© 2017 W.Ehrhardt Last update Apr. 21, 2017

More information about the Hash/HMAC/KDF routines

Introduction

A hash function is a mapping of arbitrary length message bit strings to fixed size bit strings, the digests or finger prints of the messages. A cryptographic hash function has at least two additional features: Obviously a hash function cannot be injective (i.e. there are collisions), because there are more messages than digests.

A Message Authentication Code (MAC) is a function that maps pairs of key bit strings and arbitrary length message bit strings to fixed size bit strings (the MAC tag), and it is computationally infeasible to find two distinct (key,message) pairs which are mapped to the same value.

If the keys are kept secret, MACs can be used for authentication.
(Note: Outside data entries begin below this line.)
PR #641, opened 2019-01-30
Release v6.2.0

economon:
## Proposed Changes
*Give a brief overview of your contribution here in a few sentences.*
 
This PR will close the release of v6.2.0. The goal is to tag it within the next week or two once this is merged.

Soon, folks in the community will be submitting PRs for major changes to the I/O, drivers, MPI, and more, as we prepare for a major v7 release (scheduled around the time of the developers meeting in May). This v6.2.0 is a minor/maintenance release that will serve as a good snapshot before the major changes.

Hash functions can be used for example for data integrity checks, but normally not for authentication because everybody can calculate the finger print of a message.

HMAC is a construction to turn hash functions into MACs using the basic definition (plus some technical details):

HMAC(key,message) = hash((const1 xor key) || hash((const2 xor key) || message))

The CRC/Hash package contains Pascal / Delphi source related to CRC, cryptographic Hash, and HMAC calculations; the basic routines can be compiled with most Pascal (TP 5/5.5/6, BP 7, VP 2.1, FPC 1.0/2.0/2.2/2.4/2.6/3.x) and Delphi versions (tested with V1 to V7, V9/10/12/17/18).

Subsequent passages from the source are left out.